Preparation of Nanocrystalline TiO2 Electrodes for Flexible Dye-Sensitized Solar Cells: Influence of Mechanical Compression

Abstract

Nanocrystalline TiO2 electrodes were prepared using binder-free TiO2 paste on conductive ITO-PEN substrates by the doctor-blade method at significantly low temperature (140 °C), and the electrodes were further processed under different compressions (10–60 MPa) in order to improve interparticle connections and adhesion between the nanoparticles and the ITO-PEN substrate.
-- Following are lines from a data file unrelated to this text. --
PR #101, opened 2017-11-30
Add application-wide routing to multiple ensembles

jameshiebert:
This PR takes a look at the application routing and makes an attempt to bring together the disparate arrangement of application types and different data sets. It enables an option to use a path component to configure the ensemble name, and passes that parameter down through the application components.

[Demo docker container](http://docker-dev01.pcic.uvic.ca:30066/)

Advantages:

1. We not longer have to start _n_ different application containers to show as many different data sets/ensembles.
1. Changing between datasets and application layouts does not require a page reload. React takes care of this by only re-rendering the necessary components. So a metadata fetch is only required if the ensemble changes (not if the layout changes).

Disadvantages:

1. ensemble names are hard-coded into the navigation under this regime, which makes it *harder* (though not impossible) to dynamically configure an application with a new ensemble. (Details: one can still configure the root using the CE_BACKEND_URL environment variable, *or* navigate to /climo|compare/<ensemble_name> and get a page that shows a specific ensemble).

Current Issues:

1. Navigating from "ClimDEX comparison" to "Standard comparison"  fails to refresh the metadata. It actually errors out in DualDataController.js saying "TypeError: _underscore2.default.findWhere(...) is undefined". I have no idea why, so @corviday I'd appreciate a look (since you wrote most of that code).
1. ~~If loading the page from one of the lower path levels (e.g. /climo/all_downscale_files ) the PCIC logo fails to load. Again, I can't figure out why. If one loads the page from "/" and then navigates to the other locations, it works fine.~~
1. ~~The aethetics of the nav buttons is kind of... odd. It works OK, but seems to stand out and not fit with the rest of the page. Anyone willing to help?~~

### DIFF
--- a/src/components/AppController/AppController.js
+++ b/src/components/AppController/AppController.js
@@ -24,12 +24,6 @@ var App = React.createClass({
    * Includes: - model_id - variable_id - experiment
    */
 
-  getDefaultProps: function () {
-    return {
-      ensemble_name: CE_ENSEMBLE_NAME
-    };
-  },
-
   mixins: [AppMixin],
 
   //This filter controls which datasets are available for viewing on this portal;
@@ -64,6 +58,7 @@ var App = React.createClass({
           </Col>
           <Col lg={6}>
             <DataController
+              ensemble_name={this.state.ensemble_name}      
               model_id={this.state.model_id}
               variable_id={this.state.variable_id}
               experiment={this.state.experiment}
--- a/src/components/AppController/AppController.js
+++ b/src/components/AppController/AppController.js
@@ -24,6 +24,12 @@ var App = React.createClass({
    * Includes: - model_id - variable_id - experiment
    */
 
+  getDefaultProps: function () {
+    return {
+      ensemble_name: CE_ENSEMBLE_NAME
+    };
+  },
+
   mixins: [AppMixin],
 
   //This filter controls which datasets are available for viewing on this portal;
--- a/src/components/AppController/AppController.js
+++ b/src/components/AppController/AppController.js
@@ -58,11 +58,8 @@ var App = React.createClass({
           </Col>
           <Col lg={6}>
             <DataController
-              ensemble_name={this.state.ensemble_name}      
-              model_id={this.state.model_id}
-              variable_id={this.state.variable_id}
-              experiment={this.state.experiment}
-              area={this.state.area}
+              // ensemble_name, model_id, variable_id, experiment, area
+              {...this.state}
               meta = {this.getfilteredMeta()}
             />
           </Col>
--- a/src/components/AppMixin/AppMixin.js
+++ b/src/components/AppMixin/AppMixin.js
@@ -18,15 +18,21 @@ import {timestampToYear} from '../../core/util';
 
 var AppMixin = {
   getInitialState: function () {
+    var ensemble_name = (typeof this.props.params !== 'undefined') ?
+        this.props.params.ensemble_name : ((typeof this.props.ensemble_name !== 'undefined') ?
+                                          this.props.ensemble_name : CE_ENSEMBLE_NAME);
     return {
-      ensemble_name: this.props.params.ensemble_name || this.props.ensemble_name || CE_ENSEMBLE_NAME,
+      ensemble_name: ensemble_name,
       meta: [],
     };
   },
 
   componentWillReceiveProps: function(nextProps) {
+    var ensemble_name = (typeof nextProps.params !== 'undefined') ?
+        nextProps.params.ensemble_name : ((typeof nextProps.ensemble_name !== 'undefined') ?
+                                          nextProps.ensemble_name : CE_ENSEMBLE_NAME);
     this.setState({
-      ensemble_name: nextProps.params.ensemble_name || nextProps.ensemble_name || CE_ENSEMBLE_NAME,
+      ensemble_name: ensemble_name,
     });
   },
 
--- a/src/components/AppMixin/AppMixin.js
+++ b/src/components/AppMixin/AppMixin.js
@@ -24,7 +24,17 @@ var AppMixin = {
     };
   },
 
+  componentWillReceiveProps: function(nextProps) {
+    this.setState({
+      ensemble_name: nextProps.params.ensemble_name || nextProps.ensemble_name || CE_ENSEMBLE_NAME,
+    });
+  },
+
   componentDidMount: function () {
+    this.updateMetadata();
+  },
+
+  updateMetadata: function () {
     var models = [];
     var vars;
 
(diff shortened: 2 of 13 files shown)


rod-glover:
I'll work on the nav button aesthetics. As well as see what I can figure out about the logo not loading.

src/components/AppController/AppController.js
```diff
@@ -58,6 +58,7 @@ var App = React.createClass({
           </Col>
           <Col lg={6}>
             <DataController
+              ensemble_name={this.state.ensemble_name}
```
rod-glover: You can simplify passing state to props using [spread attributes](https://reactjs.org/docs/jsx-in-depth.html#spread-attributes):
```
<DataController
  {...this.state}
  meta = {this.getfilteredMeta()}
/>
```
But given that definition of `this.state` is hidden in `AppMixin`, you might decide it's clearer to be explicit about the contents of the state variable you are passing. Another reason to dislike mixins, especially as used in `AppMixin`.

src/components/AppMixin/AppMixin.js
```diff
@@ -48,17 +65,38 @@ var AppMixin = {
...
-         });
+        var newstate = _.mapObject(_.pick(this.state, 'model_id', 'variable_id', 'experiment'), (val, key) => {
+            return _.contains(_.pluck(models, key), val) ? val : models[0][key];
         });
+
+        this.setState({
+          meta: models,
+          model_id: newstate['model_id'],
+          variable_id: newstate['variable_id'],
+          experiment: newstate['experiment']
```
rod-glover: ... replace this with just 
```
this.setState({
    meta: models,
    model_id,
    variable_id,
    experiment
});
```
Ain't ES6 wonderful?

src/components/AppMixin/AppMixin.js
```diff
@@ -48,17 +65,38 @@ var AppMixin = {
...
+        // is not available from the current metadata, simply use
+        // the first available
 
-         this.setState({
-         meta: models,
-         model_id: models[0].model_id,
-         variable_id: models[0].variable_id,
-         experiment: models[0].experiment,
-         });
+        var newstate = _.mapObject(_.pick(this.state, 'model_id', 'variable_id', 'experiment'), (val, key) => {
```
rod-glover: Could use destructuring assignment here:
```
const {model_id, variable_id, experiment} = ...
```
and ...

src/components/Header/Header.css
```diff
@@ -3,3 +3,7 @@
     padding: 15px 0px;
     height: 100%;
 }
+
+.active {
+    color: green;
+}
```
rod-glover: Remove this if you adopt `Nav`, below.

src/index.js
```diff
@@ -31,9 +31,9 @@ var App = React.createClass({
 render((
   <Router history={browserHistory}>
     <Route path='/' component={App}>
-      <Route path='moti' component={MotiController} />
-      <Route path='climo' component={AppController} />
-      <Route path='compare' component={DualController} />
+      <Route path='/moti' component={MotiController} />
+      <Route path='/climo/:ensemble_name' component={AppController} />
+      <Route path='/compare/:ensemble_name' component={DualController} />
```
rod-glover: Nice

rod-glover:
Regarding item 2 (loading), when I browse directly to [climo/all_downscale_files](http://docker-dev01.pcic.uvic.ca:30066/climo/all_downscale_files), I get an entirely blank page. Nada. Zip.

src/index.js
rod-glover: But should you be [using `Router` components, not `Route`](https://stackoverflow.com/a/41555097/1858846) here?

rod-glover:
See comment regarding `Router` vs. `Route` above.

src/components/AppMixin/AppMixin.js
```diff
@@ -18,18 +18,35 @@ import {timestampToYear} from '../../core/util';
 
 var AppMixin = {
   getInitialState: function () {
+    var ensemble_name = (typeof this.props.params !== 'undefined') ?
+        this.props.params.ensemble_name : ((typeof this.props.ensemble_name !== 'undefined') ?
+                                          this.props.ensemble_name : CE_ENSEMBLE_NAME);
```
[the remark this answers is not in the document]
jameshiebert: Thanks, I knew there was a better way to do that!

src/components/AppMixin/AppMixin.js
```diff
@@ -18,18 +18,35 @@ import {timestampToYear} from '../../core/util';
...
     return {
+      ensemble_name: ensemble_name,
       meta: [],
     };
   },
 
+  componentWillReceiveProps: function(nextProps) {
+    var ensemble_name = (typeof nextProps.params !== 'undefined') ?
+        nextProps.params.ensemble_name : ((typeof nextProps.ensemble_name !== 'undefined') ?
+                                          nextProps.ensemble_name : CE_ENSEMBLE_NAME);
```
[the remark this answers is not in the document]
jameshiebert: Hm, there *is* a logic error there, but not the one you think. The intent is for there to be three places to look (in order of preference):
1. props.params.ensemble_name (comes from the path)
1. props.params (comes from an instantiated component)
1. CE_ENSEMBLE_NAME (global config)

With the syntax changes and DRYing it up, this should become both clear and error-free :)

src/components/Header/Header.js
```diff
@@ -21,8 +22,22 @@ class Header extends Component {
                 />
               </a>
             </Col>
-            <Col lg={4} />
-            <Col lg={4} />
+            <Col lg={8}>
+              <Row>
+                <Link to="/climo/all_downscale_files" activeClassName="active">
```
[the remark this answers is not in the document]
jameshiebert: Perfect, I totally missed the Nav component. Great suggestion!

src/index.js
jameshiebert: Huh? I *am* using the Router component...

rod-glover: Sorry, I must have misread the code.

rod-glover: I will continue researching this.

jameshiebert: Yeah, if you look at the page errors, you'll see:

```
Loading failed for the <script> with source “http://localhost:8080/climo/bundle.js”.
```

So when you do an initial page load at one of the child paths, it tries to load all of the resources in the index.html (e.g. bundle.js (which is why you see nothing), all of the leaflet stuff, etc.) *from that path* and fails. But if you do the initial page load at the root, it gets all of those resources, and then never has to reload the page on navigation, because React takes care of all of the navigation through re-rendering components.

But yeah, if you have any suggestions, I'd appreciate them.

src/components/Header/Header.js
```diff
@@ -40,6 +49,6 @@ class Header extends Component {
       </div>
     );
   }
-}
+});
```
rod-glover: This is fairly canonical, but I have some comments:

1. The navigation elements can and should be separated out into a component independent of Header. Call it, say, `Navigation`, and invoke it here. It will encapsulate all the nav stuff, including the state and handlers that make the active selection behave. This is very much in the spirit of React programming. Never hesitate to create a component that can encapsulate and isolate complexity, particularly if that includes state. State should always be as far down the hierarchy as possible.
2. Make `updateNav()` and `handleSelect()` _methods of the class_ (your new `Navigation` class). It looks odd to have them inside `render()`; they look as if they are (although they are not, actually) modifying state inside `render`, which is verboten.

rod-glover: Another thought. I think this won't correct set the navigation when you drive directly to a route via URL. Is there a way you can use the `activeHref` property of `Nav` and always set it from the current path? I think that ought to be straightforward but I don't know it for sure. It sounds more robust, and it saves you having to manage the state explicitly in the `Navigation` component -- the router will do that for you.

jameshiebert: Great suggestions, though I think that I'm out of time on this issue. Going to write up an enhancement issue, point to this discussion and defer to the work to our next round of revisions.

TiO2 electrodes compressed at 30 and 40 MPa had relatively less cracks with low crack width. Electrode compressed at 30 MPa showed the highest internal surface area. Electrode prepared at this compression showed the best dye-sensitized solar cell (DSC) performance with Voc of 805 mV, Jsc of 9.24 mA cm–2, and an overall efficiency of 4.39%. Electrochemical impedance spectroscopy (EIS) studies of the sandwiched cells employing bare nanocrystalline TiO2 electrode and Pt counter electrode in I–/I3– electrolyte showed that electrode compression significantly influences the stability of the cells. EIS data suggested that degradation/corrosion processes may take place on ITO-PEN for sandwiched cells made by TiO2 electrodes compressed at all pressures. Thirty and 40 MPa compressions showed a minor degradation of ITO. The recombination dynamics at the TiO2/electrolyte interface were influenced by the changes in the nanostructured electrode internal surface area, changes in electron transport properties (due to improved sintering), and possible degradation/corrosion of ITO-PEN. Open-circuit voltage decay (OCVD) measurements showed that the DSC made by the 30 MPa compressed TiO2 electrode had the highest decay time, indicating low recombination properties, which is in a good agreement with other data.